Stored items
Content starts

Issue #1884, opened 2018-12-13
BUG: dir_*_usage stats are reported as 0 for read-only bookies after a restart


pasha-kuznetsov:
When a read-only bookie is restarted it keeps reporting `dir_*_usage` stats as `0` until it becomes writable again.

This is caused by the `LedgerDirsMonitor.check` only updating `diskUsages` if there are any writable dirs, or if the total usage goes below the low water mark, otherwise relying on previously filled values which are `0` after a bookie is restarted.

[Source](https://github.com/apache/bookkeeper/blob/052908ef30818d9f1e6be56bf3a3e3083c5bd6fb/bookkeeper-server/src/main/java/org/apache/bookkeeper/bookie/LedgerDirsMonitor.java#L133):
```
    private void check() {
        try {
            List<File> writableDirs = ldm.getWritableLedgerDirs();
            // Check all writable dirs disk space usage.
            for (File dir : writableDirs) {
                try {
                    diskUsages.put(dir, diskChecker.checkDir(dir));
                    ...
            }
        ...
        List<File> fullfilledDirs = new ArrayList<File>(ldm.getFullFilledLedgerDirs());
        boolean hasWritableLedgerDirs = ldm.hasWritableLedgerDirs();
        float totalDiskUsage = 0;

        // When bookie is in READONLY mode .i.e there are no writableLedgerDirs:
        // - Check if the total disk usage is below DiskLowWaterMarkUsageThreshold.
        // - If So, walk through the entire list of fullfilledDirs and add them back to writableLedgerDirs list if
        // their usage is < conf.getDiskUsageThreshold.
        try {
            if (hasWritableLedgerDirs
                    || (totalDiskUsage = diskChecker.getTotalDiskUsage(ldm.getAllLedgerDirs())) < conf
                            .getDiskLowWaterMarkUsageThreshold()) {
                // Check all full-filled disk space usage
                for (File dir : fullfilledDirs) {
                    try {
                        diskUsages.put(dir, diskChecker.checkDir(dir));
                        ...
```

PR #1941, opened 2019-02-08
Exclude defaultrack bookies when enforceMinNumRacksPerWriteQuorum is enabled

reddycharan:

- enforceMinNumRacksPerWriteQuorum is meant to be used for strict placement policy. So when
it is enabled, bookies which belong to default faultzone/rack (because of failure in resolving
network location) should be excluded from bookie selection.
- add gauge for number of bookies in default faultzone/rack. It will be helpful to create alerts
based on this gauge.
- add gauge for number of ledgers found not adhering to strict placement policy in Auditor's
placement policy check. This gauge will be more helpful in creating alert instead of using
monotonously increasing alert.


reddycharan:
@pasha-kuznetsov fyi.

bookkeeper-server/src/main/java/org/apache/bookkeeper/client/BookKeeperClientStats.java
```diff
@@ -93,6 +93,9 @@
     String FAILED_CONNECTION_COUNTER = "FAILED_CONNECTION_COUNTER";
     String FAILED_TLS_HANDSHAKE_COUNTER = "FAILED_TLS_HANDSHAKE_COUNTER";
 
+    // placementpolicy stats
+    String NUM_BOOKIES_IN_DEFAULT_FAULTZONE = "NUM_BOOKIES_IN_DEFAULT_FAULTZONE";
```
pasha-kuznetsov: Shouldn't we have similar stats for each fault zone, including number of writable bookies there? Then we could alert on a fault zone not having enough (writable) bookies in a fault zone.

bookkeeper-server/src/main/java/org/apache/bookkeeper/client/RackawareEnsemblePlacementPolicyImpl.java
```diff
@@ -282,8 +288,24 @@ protected RackawareEnsemblePlacementPolicyImpl initialize(DNSToSwitchMapping dns
...
+            public Integer getSample() {
+                rwLock.readLock().lock();
+                try {
+                    return topology.countNumOfAvailableNodes(getDefaultRack(), Collections.emptySet());
+                } finally {
+                    rwLock.readLock().unlock();
+                }
+            }
+        };
+        this.statsLogger.registerGauge(NUM_BOOKIES_IN_DEFAULT_FAULTZONE, numBookiesInDefaultFaultZone);
```
pasha-kuznetsov: @reddycharan @jvrao registering the gauge before producing the actual numbers will result in issues similar to #1884 BUG: dir_*_usage stats are reported as 0 for read-only bookies after a restart — see the PR #1885 on the way it was addressed there

bookkeeper-server/src/test/java/org/apache/bookkeeper/replication/AuditorPlacementPolicyCheckTest.java
```diff
@@ -362,11 +361,10 @@ public void testPlacementPolicyCheckWithLedgersNotAdheringToPolicyWithMultipleSe
...
         try {
             TestStatsLogger statsLogger = startAuditorAndWaitForPlacementPolicyCheck(servConf, auditorRef);
-            TestCounter placementPolicyCheckEnsembleNotAdheringToPlacementPolicy = (TestCounter) statsLogger.getCounter(
-                    ReplicationStats.PLACEMENT_POLICY_CHECK_ENSEMBLE_NOT_ADHERING_TO_PLACEMENT_POLICY_COUNTER);
-            assertEquals("PLACEMENT_POLICY_CHECK_ENSEMBLE_NOT_ADHERING_TO_PLACEMENT_POLICY_COUNTER SuccessCount",
-                    (long) numOfLedgersNotAdheringToPlacementPolicy,
-                    placementPolicyCheckEnsembleNotAdheringToPlacementPolicy.get().longValue());
+            Gauge<? extends Number> ledgersNotAdheringToPlacementPolicyGuage = statsLogger
+                    .getGauge(ReplicationStats.NUM_LEDGERS_NOT_ADHERING_TO_PLACEMENT_POLICY);
+            assertEquals("NUM_LEDGERS_NOT_ADHERING_TO_PLACEMENT_POLICY guage value",
```
pasha-kuznetsov: nit: g**au**ge

bookkeeper-server/src/main/java/org/apache/bookkeeper/client/RackawareEnsemblePlacementPolicyImpl.java
```diff
@@ -240,7 +237,16 @@ public void reloadCachedMappings() {
...
+    @StatsDoc(
+            name = FAILED_TO_RESOLVE_NETWORK_LOCATION_COUNTER,
+            help = "Counter for number of times DNSResolverDecorator failed to resolve Network Location"
+    )
     protected Counter failedToResolveNetworkLocationCounter = null;
+    @StatsDoc(
+            name = NUM_BOOKIES_IN_DEFAULT_FAULTZONE,
+            help = "Gauge for the number of Bookies in default Fault Zone"
+    )
+    protected Gauge<Integer> numBookiesInDefaultFaultZone;
```
sijie: we rarely use "fault zone" in bookkeeper's concept. I would prefer using a consistent name in the same file, e.g. calling it default rack.

bookkeeper-server/src/main/java/org/apache/bookkeeper/client/RackawareEnsemblePlacementPolicyImpl.java
reddycharan: @pasha-kuznetsov reporting '0' in this case is valid. It means that so far we haven't come across bookie which would fall in default rack. This is appropriate understanding.

bookkeeper-server/src/main/java/org/apache/bookkeeper/client/RackawareEnsemblePlacementPolicyImpl.java
reddycharan: ok will rename it to defaultrack

reddycharan:
@pasha-kuznetsov @sijie i'm little surprised both of you suggested for metrics/stats for num of bookies (writable) available per rack. I have multiple concerns with this

1) what should be the name of the metric for this stat? It has to be different metric/stat for each rack so different names for each metric/stat. Moreover new Bookies can be added/removed to the cluster so racks can be added/deleted to the cluster. Effectively name of these metrics should be dynamical. If that is the case how can we create actionable alerts without knowing name of the metric/stats upfront?
2) I can see it might serve as info. purpose but creating an alert effectively for each rack is overkill. For. eg getting an alert saying that there is no writable bookie in a rack of 3 nodes, when there are multiple racks with enough writable bookies is not helpful.
3) In any case, even if we decide to have such metrics, I feel it should be treated as a separate work item. Because it needs new code to maintain the specific rack details and corresponding stats/metrics (dynamic in nature).

bookkeeper-server/src/test/java/org/apache/bookkeeper/replication/AuditorPlacementPolicyCheckTest.java
reddycharan: will change

sijie:
> 1. what should be the name of the metric for this stat?

I am thinking of `placementpolicy/<rack>/num_writable_bookie`.

> 1. If that is the case how can we create actionable alerts without knowing name of the metric/stats upfront?

different metrics/altering system might have different behaviors. some of the alerting systems are allowed '*' queries. so you can write alert rules on using `placementpolicy/*/num_writable_bookie` (e.g. count("placementpolicy/*/num_writble_bookies") => return the number of racks)

> 2\. I can see it might serve as info. purpose

I agree with this. 

> 3\. In any case, even if we decide to have such metrics, I feel it should be treated as a separate work item.

agree

> 3\. Because it needs new code to maintain the specific rack details and corresponding stats/metrics (dynamic in nature).

in current stats library, you can use `scope("rack")` for this.

reddycharan:

reddycharan:
@sijie @pasha-kuznetsov added testcases.

reddycharan:
@sijie @pasha-kuznetsov @jvrao @eolivelli waiting for final review.

bookkeeper-server/src/main/java/org/apache/bookkeeper/client/RackawareEnsemblePlacementPolicyImpl.java
```diff
@@ -531,26 +561,40 @@ public void handleBookiesThatJoined(Set<BookieSocketAddress> joinedBookies) {
...
+    protected Set<BookieSocketAddress> addDefaultZoneBookiesIfMinNumRacksIsEnforced(
+            Set<BookieSocketAddress> excludeBookies) {
+        Set<BookieSocketAddress> comprehensiveExclusionBookiesSet;
+        if (enforceMinNumRacksPerWriteQuorum) {
+            comprehensiveExclusionBookiesSet = new HashSet<BookieSocketAddress>(excludeBookies);
+            topology.getLeaves(getDefaultRack()).forEach((Node node) -> {
+                if (node instanceof BookieNode) {
+                    BookieNode bookieNode = (BookieNode) node;
+                    comprehensiveExclusionBookiesSet.add(bookieNode.getAddr());
+                }
```
eolivelli: Else?

sijie: yeah we should handle `else` branch.

reddycharan: I think I added this if block just to be on safe side. Leaves of "getDefaultRack()" should be BookieNode. In no normal circumstances it should be non-BookieNode (InnerNode). Anyhow do you have any strong suggestion for what needs to be in else block?

@eolivelli @sijie

eolivelli: No I was only pointing here, maybe something that I missed was missing.

reddycharan:
@sijie it should be good to go.

reddycharan:

bookkeeper-server/src/main/java/org/apache/bookkeeper/client/BookKeeperClientStats.java
jvrao: +1

bookkeeper-server/src/main/java/org/apache/bookkeeper/client/EnsemblePlacementPolicy.java
```diff
@@ -251,6 +251,9 @@ EnsemblePlacementPolicy initialize(ClientConfiguration conf,
      * <p>{@code customMetadata} is the same user defined data that user provides
      * when {@link BookKeeper#createLedger(int, int, int, BookKeeper.DigestType, byte[], Map)}.
      *
+     * <p>If 'enforceMinNumRacksPerWriteQuorum' config is enabled then the bookies belonging to default
+     * faultzone (rack) will be excluded while selecting bookies. This is to enable strict placementpolicy.
```
jvrao: Not sure if the "This is to enable strict placementpolicy." is needed. Rest of the wording gives enough context.

bookkeeper-server/src/main/java/org/apache/bookkeeper/client/RackawareEnsemblePlacementPolicyImpl.java
jvrao: @reddycharan  if we don't expect anything otherthan bookie node, we should just remove the if condition. Or add an else with exception. It really doesn't make sense to leave it like that.

bookkeeper-server/src/main/java/org/apache/bookkeeper/client/RackawareEnsemblePlacementPolicyImpl.java
```diff
@@ -531,26 +561,40 @@ public void handleBookiesThatJoined(Set<BookieSocketAddress> joinedBookies) {
...
     }
 
+    /*
+     * this method should be called in readlock scope of 'rwLock'
+     */
+    protected Set<BookieSocketAddress> addDefaultZoneBookiesIfMinNumRacksIsEnforced(
+            Set<BookieSocketAddress> excludeBookies) {
+        Set<BookieSocketAddress> comprehensiveExclusionBookiesSet;
+        if (enforceMinNumRacksPerWriteQuorum) {
+            comprehensiveExclusionBookiesSet = new HashSet<BookieSocketAddress>(excludeBookies);
```
jvrao: Looks like you have put this inside the if condition to avoid unnecessary object allocation. To serve that purpose, may be you should check if the defaultRack is empty or not before allocating new object.

bookkeeper-server/src/main/java/org/apache/bookkeeper/client/RackawareEnsemblePlacementPolicyImpl.java
```diff
@@ -531,26 +561,40 @@ public void handleBookiesThatJoined(Set<BookieSocketAddress> joinedBookies) {
...
+            topology.getLeaves(getDefaultRack()).forEach((Node node) -> {
+                if (node instanceof BookieNode) {
+                    BookieNode bookieNode = (BookieNode) node;
+                    comprehensiveExclusionBookiesSet.add(bookieNode.getAddr());
```
jvrao: I would like to have INFO message here with the list of all bookies that are in the default rack and are being excluded. I understand it could amplify logging but I am OK to take it when the configuration is asking for strict placement.

bookkeeper-server/src/main/java/org/apache/bookkeeper/client/RackawareEnsemblePlacementPolicyImpl.java
```diff
@@ -531,26 +561,40 @@ public void handleBookiesThatJoined(Set<BookieSocketAddress> joinedBookies) {
...
-        return newEnsembleInternal(
-                ensembleSize,
-                writeQuorumSize,
-                writeQuorumSize,
-                excludeBookies,
-                parentEnsemble,
-                parentPredicate);
+        rwLock.readLock().lock();
+        try {
+            Set<BookieSocketAddress> comprehensiveExclusionBookiesSet = addDefaultZoneBookiesIfMinNumRacksIsEnforced(
```
jvrao: Somehow I am not a big fan of the name. It is too specific to what it is doing. Tomorrow we might add more criteria to exclusion of bookies (Say based on load etc); i am OK with it as-is but why not the name to me "compileComprehensiveExclusionSet" So it is generic; Anyway.. just a suggestion.

bookkeeper-server/src/main/java/org/apache/bookkeeper/client/RackawareEnsemblePlacementPolicyImpl.java
```diff
@@ -1253,28 +1298,31 @@ static void shuffleWithMask(DistributionSchedule.WriteSet writeSet,
...
-                     * placement policy should be swallowed.
+                     * any issue/exception in analyzing whether ensemble is
+                     * strictly adhering to placement policy should be
+                     * swallowed.
                      */
                     LOG.warn("Received exception while trying to get network location of bookie: {}", bookie, e);
                 }
             }
-            if (racksOrRegionsInQuorum.size() < minNumRacksPerWriteQuorumForThisEnsemble) {
+            if ((racksInQuorum.size() < minNumRacksPerWriteQuorumForThisEnsemble)
```
jvrao: Don't you need to check for enforceMinNumRacksPerWriteQuorum for this if condition too? If this is implicit why not the defaultRack is not implicit?

bookkeeper-server/src/main/java/org/apache/bookkeeper/replication/Auditor.java
```diff
@@ -612,12 +627,33 @@ public void run() {
...
+                             * placementPolicyCheck, it found few ledgers not
+                             * adhering to placement policy. So reporting it.
+                             */
+                            ledgersNotAdheringToPlacementPolicyGuageValue
+                                    .set(numOfLedgersFoundInPlacementPolicyCheckValue);
+                        }
+                        LOG.error(
+                                "BKAuditException running periodic placementPolicy check."
+                                        + "numOfLedgersNotAdheringToPlacementPolicy {}",
+                                numOfLedgersFoundInPlacementPolicyCheckValue, e);
```
jvrao: @reddycharan Why are you checking for non zero value of numOfLedgersFoundInPlacementPolicyCheckValue to set the stat/guage but not for error message? Do you expect to have an exception but a zero numOfLedgersFoundInPlacementPolicyCheckValue?

bookkeeper-server/src/main/java/org/apache/bookkeeper/client/BookKeeperClientStats.java
reddycharan: responded already - https://github.com/apache/bookkeeper/pull/1941#issuecomment-462951665

bookkeeper-server/src/main/java/org/apache/bookkeeper/client/RackawareEnsemblePlacementPolicyImpl.java
reddycharan: will add error logging

bookkeeper-server/src/main/java/org/apache/bookkeeper/client/RackawareEnsemblePlacementPolicyImpl.java
reddycharan: didn't get you, here i'm making sure that number of racks in quorum is not less than minNumRacksPerWriteQuorumForThisEnsemble and if enforceMinNumRacksPerWriteQuorum is enabled then no bookie is from defaultRack.

bookkeeper-server/src/main/java/org/apache/bookkeeper/replication/Auditor.java
reddycharan: _Do you expect to have an exception but a zero numOfLedgersFoundInPlacementPolicyCheckValue?_

yes in the case of exception if we have not found faulty ledgers so far, we don't want to update the gauge value with zero. it would be misleading to report 0. so to avoid false negative i added this if condition in exception case.

bookkeeper-server/src/main/java/org/apache/bookkeeper/client/RackawareEnsemblePlacementPolicyImpl.java
jvrao: If enforceMinNumRacksPerWriteQuorum is not enabled, (racksInQuorum.size() < minNumRacksPerWriteQuorumForThisEnsemble) is not an issue right? So I am thinking the check should be enforceMinNumRacksPerWriteQuorum && ((racksInQuorum.size() < minNumRacksPerWriteQuorumForThisEnsemble) || (enforceMinNumRacksPerWriteQuorum && racksInQuorum.contains(getDefaultRack()))

bookkeeper-server/src/main/java/org/apache/bookkeeper/replication/Auditor.java
jvrao: I see; what kind of exception do you expect even when numOfLedgersFoundInPlacementPolicyCheckValue is zero.

bookkeeper-server/src/main/java/org/apache/bookkeeper/client/RackawareEnsemblePlacementPolicyImpl.java
reddycharan: dont see an issue. will keep it as it is

bookkeeper-server/src/main/java/org/apache/bookkeeper/client/RackawareEnsemblePlacementPolicyImpl.java
reddycharan: @jvrao If enforceMinNumRacksPerWriteQuorum is not enabled, (racksInQuorum.size() < minNumRacksPerWriteQuorumForThisEnsemble is **an** issue . for writequorum to adhere to placement policy it should have bookies from atleast minNumRacksPerWriteQuorumForThisEnsemble. if enforceMinNumRacksPerWriteQuorum is enabled then on top of the existing condition, no bookie should be from default rack.

bookkeeper-server/src/main/java/org/apache/bookkeeper/replication/Auditor.java
reddycharan: for placementPolicyCheck, it has to iterate over all the ledgers in the metadataserver and check the placement policy. So half way though the process there could be an exception and no faulty ledger is found so far. So in this case we want to log error but dont want to report gauge with zero value.

bookkeeper-server/src/main/java/org/apache/bookkeeper/client/EnsemblePlacementPolicy.java
reddycharan: will remove

bookkeeper-server/src/main/java/org/apache/bookkeeper/client/RackawareEnsemblePlacementPolicyImpl.java
reddycharan: will do

bookkeeper-server/src/main/java/org/apache/bookkeeper/client/RackawareEnsemblePlacementPolicyImpl.java
reddycharan: will do

reddycharan:
@jvrao addressed your comments.

reddycharan:
rebuild java11

reddycharan:

reddycharan:

reddycharan:
@sijie @jvrao @eolivelli since it is been approved and have successful checks, I'm going to merge this.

Content ends

[EXERCISE DESCRIPTION]:
Go through the records above and return each line in which the word "https" occurs.

[FINISHED TASK]:
[Source](https://github.com/apache/bookkeeper/blob/052908ef30818d9f1e6be56bf3a3e3083c5bd6fb/bookkeeper-server/src/main/java/org/apache/bookkeeper/bookie/LedgerDirsMonitor.java#L133):
reddycharan: responded already - https://github.com/apache/bookkeeper/pull/1941#issuecomment-462951665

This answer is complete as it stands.